# Essential purchased for newbies & advanced medieval lore covering ars vetus\ars nova!



## deprofundis (Apr 25, 2014)

*Essential purchased for newbies & advanced medieval lore covering ars vetus\ars nova!*

*Les Tresors du moyen-âge *may has well be one of your best entrie into forgotten lore of Ars Vetus to Ars Nova in the depth , whatever your a newbie to the genra or and advanced in the era, a passionated one.

It featured the best ensemble of the time it were made ,even now this Box-set compilation remained a gem to be ssek out and purchased. I was drooling like a pavlov dog when i heard it entirely, i wont spoil the suprise ahead of you if your buying it, but it's worth the money even if kinda pricy(4 cds) but you have my word it's one of the utter best medieval experience to live and listen.

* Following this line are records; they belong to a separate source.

PR #152434, opened 2026-04-08
Move ThermoCycleGlides from Sush1090 to ClapeyronThermo

longemen3000:
CC @sush1090

### DIFF
--- a/T/ThermoCycleGlides/Package.toml
+++ b/T/ThermoCycleGlides/Package.toml
@@ -1,3 +1,3 @@
 name = "ThermoCycleGlides"
 uuid = "58ad84e6-b92d-4139-8d7e-462257ec6cf0"
-repo = "https://github.com/Sush1090/ThermoCycleGlides.jl.git"
+repo = "https://github.com/ClapeyronThermo/ThermoCycleGlides.jl.git"


goerz:
It would be good if https://github.com/Sush1090/ThermoCycleGlides.jl.git forwarded to https://github.com/ClapeyronThermo/ThermoCycleGlides.jl, as should be the case when a repo is moved. Hopefully, if @Sush1090 deletes their fork, that will restore the forward.

@Sush1090 should have commit access to https://github.com/ClapeyronThermo/ThermoCycleGlides.jl, so that they can push to branches in the original repo, instead of via a fork

Sush1090:
Hello @goerz,

I have deleted my fork so now the forward should be automatic? Or I need to do something else as well?

goerz:
I had hoped deleting the fork would restore the forwarding, but unfortunately it seems like it doesn't. The original https://github.com/Sush1090/ThermoCycleGlides.jl.git now just gives a 404. Seems like forking back a repo is the same as creating a new project with the same name, which breaks the forwarding. I suppose the lesson is that when someone transfers a project to an org, they absolutely should not fork it back to their account (not that you could have known this).

Oh well… So I don't think there's an easy way to fix this. The only possibility might be for @Sush1090 to contact GitHub support and ask them to restore the forwarding.

But it any case, I can just merge this PR now.

If you don't want to contact GitHub supports, I don't think there's any harm if you want to re-fork the project; maybe that's even better than having a 404, since at least it allows visitor's to manually click to the new "official" repo in the org.

goerz (approved):

PR #152668, opened 2026-04-11
Yank RestrictedBoltzmannMachines v0.5.0–v0.33.1 (bloated git history)

cossio:
## Summary

Yank all versions of RestrictedBoltzmannMachines from v0.5.0 to v0.33.1 (inclusive).

These versions contain a bloated git history (large binary/data files were committed to the repository), causing `Pkg.add` / `Pkg.update` to download an unnecessarily large amount of data. The issue was fixed starting from v0.34.0.

Yanking these versions will steer users toward the newer, lighter versions while keeping the registry entries available for reproducibility.

## Changes

- Added `yanked = true` to 58 version entries in `R/RestrictedBoltzmannMachines/Versions.toml` (v0.5.0 through v0.33.1; v0.14.0 was already yanked).


cossio:
I have checked that no registered packages (even older versions) depend on the yanked versions in this PR.

cossio:
UPDATE: do not merge yet. I'm still discussing with @goerz what's the best approach here.

PR #152830, opened 2026-04-13
HDF5_jll: Set Julia compat to 1.10 for HDF5_jll 2.0.0

mkitti:
Update Julia version compatibility from 1.6.0 to 1.10.0 for HDF5_jll v2.0.0+

On macOS and Linux:
```
$ julia +1.6 --project=. -E "using Pkg; Pkg.add(name=\"HDF5_jll\", version=\"2.0.0\"); using HDF5_jll; HDF5_jll.is_available()"
false
```

Only Windows seems to be supported on HDF5_jll v2 and Julia 1.6:
https://github.com/JuliaIO/HDF5.jl/actions/runs/24325249609/job/71019153490

cc: @eschnett


DilumAluthge:
I'm a little confused by the CI job you linked there. Did you mean to link a different job? That job just says that Julia 1.6 doesn't have native builds for Apple Silicon. You can fix that error by specifically running the job on Intel macOS, e.g. `runs-on: macos-15-intel`

DilumAluthge:
Did you mean to link https://github.com/JuliaIO/HDF5.jl/actions/runs/24325249609/job/71019153478 instead?

mkitti:
Yes. I'm starting to question this course of action since technically HDF5_jll v2.0.0 does work on Windows with Julia 1.6.

eschnett:
We built `HDF5_jll 2.0.0` only for Julia 1.10 and upwards. Julia 1.6 is not support by this jll library. I don't recall the exact reason, but it had to do with some of the dependencies – something like the fact that we don't build for libgfortran and libgfortran4 and cxx03 any more. I would probably be possible to allow Julia 1.9 or 1.8, but there is a general trend towards supporting only 1.10 when building jlls if supporting older Julia versions requires a significant effort.

mkitti:
The problem that I am trying to fix here is that HDF5_jll v2.0.0 says it is compatible with Julia 1.6.

```
% julia +1.6 -e "using Pkg; Pkg.add(name=\"HDF5_jll\", version=\"2\"); using HDF5_jll; println(HDF5_jll.is_available())"
   Resolving package versions...
   Installed Xorg_libpciaccess_jll ─ v0.18.1+0
   Installed HDF5_jll ────────────── v2.0.0+2
# ...
false
```

mkitti:
The compat with Julia 1.10 was set in https://github.com/eschnett/Yggdrasil/commit/61a0109b80d702f00124ee4ad2ddea1fe148507b 

This mean that the initial HDF5_jll 2.0.0 builds had Julia 1.6 compat. However, they did not actually provide compatible artifacts except on Windows.

For HDF5_jll v2.0.0+2, there is a `julia = "1.6"` compat declaration: 
https://github.com/JuliaBinaryWrappers/HDF5_jll.jl/blob/8187d2936969b5b5c068207f893d8b4e88008edd/Project.toml#L34

@eschnett, can you confirm the Julia 1.6 compat for HDF5_jll v2.0.0 was not your intention?

eschnett:
I don't recall the details. I think that `HDF5_jll 2.0.0` has artifacts that are in principle compatible with Julia 1.6, but only if one builds Julia 1.6 from source using libgfortran5. If I recall correctly, a standard Julia binary from `juliaup` would require an artifact that we did not build. It's unfortunate that the automatic checks don't catch these "minor details". If the required artifacts are not present then the best way forward is to add a `julia="1.10"` compat entry for this jll version.

giordano:
Looks good, but should afterwards mirrored in Yggdrasil with a [skip ci] PR, otherwise this change will be overrriden.

mkitti:
@giordano the current recipe already has a 1.10 lower bound:
https://github.com/JuliaPackaging/Yggdrasil/blob/5503e8486ee98ef3d63fd731c96c4cc043d8920f/H%2FHDF5%2Fbuild_tarballs.jl#L335

mkitti:
@DilumAluthge could we merge this?

DilumAluthge (approved):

The naxos* Saints & Sinners* is good 10 cds but , it has minor flaws, some reviewer criiticized there were not enought instrumental music and i admit there more vocal music but it dosen bother me, this is true, but it's time span is incredible from Peter Abelar to Monteverdi.

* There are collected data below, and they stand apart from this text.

PR #154175, opened 2026-04-28
Narrow OrdinaryDiffEqDifferentiation 2.8 floor to OrdinaryDiffEqRosenbrock 1.30+

devmotion:
## Summary

Follow-up to #154061. That PR raised `OrdinaryDiffEqDifferentiation` to `"2.8"` for the entire `OrdinaryDiffEqRosenbrock` `["1.23 - 1"]` range, but the OOP `calc_rosenbrock_differentiation` symbol that requires `OrdinaryDiffEqDifferentiation 2.8.0` is only **called** starting in `OrdinaryDiffEqRosenbrock 1.30.0`. Versions 1.23.0–1.29.0 only call the bang variant `calc_rosenbrock_differentiation!`, which is defined in every 2.x release of `OrdinaryDiffEqDifferentiation`.

This narrows the `"2.8"` floor to apply only to Rosenbrock 1.30+ and restores the original `"2"` floor for 1.23–1.29.

```diff
 ["1.23 - 1"]
 DiffEqBase = "6.194.0 - 6"
-OrdinaryDiffEqDifferentiation = "2.8"
 SciMLBase = "2.116.0 - 2"
+
+["1.23 - 1.29"]
+OrdinaryDiffEqDifferentiation = "2"
+
…
+["1.30 - 1"]
+OrdinaryDiffEqDifferentiation = "2.8"
```

`DiffEqBase` and `SciMLBase` floors are unchanged across the range, so they stay in the original `["1.23 - 1"]` block; only the `OrdinaryDiffEqDifferentiation` axis splits at the 1.29/1.30 boundary.

## Verification

OOP `calc_rosenbrock_differentiation` was introduced by [SciML/OrdinaryDiffEq.jl#3075](https://github.com/SciML/OrdinaryDiffEq.jl/pull/3075) (commit `689d0b79`, 2026-04-11), which **adds** both the OOP definition (in `lib/OrdinaryDiffEqDifferentiation`) and three OOP call sites (in `lib/OrdinaryDiffEqRosenbrock`) — additive, not replacing the bang variant. The coordinated version-bump commit `dff8c622` shipped this as **Differentiation 2.8.0** + **Rosenbrock 1.30.0**, so the OOP call only exists from Rosenbrock 1.30.0 onwards.

`OrdinaryDiffEqDifferentiation 2.8.0` defines both the bang and OOP variants (additive change in #3075), so 1.23–1.29 callers (bang-only) are compatible with both `2` (pre-2.8) and `2.8+` of Differentiation. The narrower split preserves resolvability for downstream packages that pin Rosenbrock in 1.23–1.29 without weakening protection for 1.30+ where the OOP call actually exists.

## Impact

This affects downstream packages that pin `OrdinaryDiffEqRosenbrock` in the 1.23–1.29 range with combinations that are runtime-correct but newly unresolvable after #154061. [Pumas](https://github.com/PumasAI/Pumas.jl) had its CI broken on every shard at `Pkg.instantiate()` with `Unsatisfiable requirements detected for package OrdinaryDiffEqDifferentiation`, **and** an in-progress development release of Pumas became uninstallable for the same reason. This narrowing restores resolvability for both.

cc @DilumAluthge @ChrisRackauckas

---

This PR was prepared with the assistance of generative AI; the analysis (commit-walk on SciML/OrdinaryDiffEq.jl, identification of the introducing version) and the proposed split were AI-generated and human-reviewed.

### DIFF
--- a/O/OrdinaryDiffEqRosenbrock/Compat.toml
+++ b/O/OrdinaryDiffEqRosenbrock/Compat.toml
@@ -117,14 +117,19 @@ OrdinaryDiffEqCore = "3"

Than there is this Box set i did not fully explored or listen enought to have fair verdict, but it's fabuleous so far , *Knights, Maids, miracles *box-set of (3 cds) by ensemble La Reverdie.

I hope this post was insighting to Talk classical readers.

:tiphat:


----------



## Richard8655 (Feb 19, 2016)

Very informative! I think this period is often under-appreciated. You got me interested.


----------